I am finally a married woman! All of the wedding stress is gone, and now I can really, truly get my life together a little bit more, even if its ever so slightly. One of the main things I've been aiming to do for months is to try out/start meal planning. We moved in to a new house right before Christmas, and between trips to my parents house and his, we always had plenty of food coming home with us. But now that all of the holidays and wedding festivities have come to an end, we are home more often and have finally run out of leftovers.
I wasn't really sure where to start on the meal planning because a "simple" google or pinterest of the subject is actually quite overwhelming. Meal planning on a budget. Meal planning for clean eating. Meal planning for a family of five. Meal planning for 14 days. You get the picture. So after an hour or so of browsing all of these "plans," I decided maybe I was perhaps capable myself of making a meal plan for me and my new husband.
We both are on a plan to lose weight - I know, the wedding is over - but we are doing our best to maintain a healthy lifestyle. That's when I turned to skinnytaste. We have used recipes from this website dozens of times and have rarely been disappointed with the results. If you've never checked it out, I would strongly encourage you to do so. They recipes are divided up into many, many categories so you can choose what you think you'll enjoy, or look for a "skinny" version of a recipe you already know and love. Plus, each recipe includes all of the nutritional information, as well as Weight Watchers points - which my husband and I have both used off and on for a few years - he is currently still using it.
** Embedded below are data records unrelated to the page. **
PR #701, opened 2023-09-11
LINK-1490 | Add possibility to send emails to specific registration signup groups

harriris-vincit:
### Description
Makes it possible to send messages to specific signup groups (to their responsible signups).

Also changes the individual signup messaging so that if any individual signups - that is, signups that don't belong to any group - are given to the endpoint, messages will be sent to them regardless of if they are responsible for a group or not (unless they were already processed through the group messaging).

For this week, my meal selection was relatively basic. I knew (assumed) that the best way to go about it would be to look for similar recipes, so that grocery shopping for the same ingredients would be more efficient and cost effective. Plus, my husband is Catholic, which meant I'd need a meatless meal for Friday. [Or fish, but I don't like fish - so we'll be eating vegetables! Haha!] With those specifications in mind, I chose the following meals for us to test out this week:
Monday:
Grilled Chicken with Spinach and Melted Mozzarella
Tuesday:
Crock Pot Italian Sloppy Joe
Wednesday:
Crock Pot Sesame Honey Chicken
Thursday:
Skinny Chicken Enchiladas
Cheesy Zucchini Enchiladas
Most of the recipes say they will make between 6 and 8 servings. I am planning to cut almost all of them in half. Since we are planning to cook every night - a lofty goal, I know - we don't want to be left with too many leftovers that won't get eaten.
When I initially searched for meal plans before deciding on creating our own, one of the other problems I ran into is that I can be a picky eater. I honestly don't think I'm that picky, I think I just tend to dislike some very common food items - most notably mushrooms and fish, which pop up in dishes far more often than you might realize. I know of course that it is possible in some cases to leave certain ingredients out, or to substitute a fish or seafood meal with something else, but then the grocery list wouldn't match up quite right, so why not start from scratch and know that the meals will be tailored for me and my husband from the beginning. Well. That's the plan at least, we'll see how well it all turns out.
We did a big shopping trip yesterday to get everything we needed, which I think helps dramatically to know that we already have all of the ingredients at the house for the whole week. And not wanting to let the fresh items to go waste will also help keep me motivated and on track with the plan.
Do any of y'all meal plan regularly? Do you have any tips or tricks?
Happy Monday, y'all! Have a great day!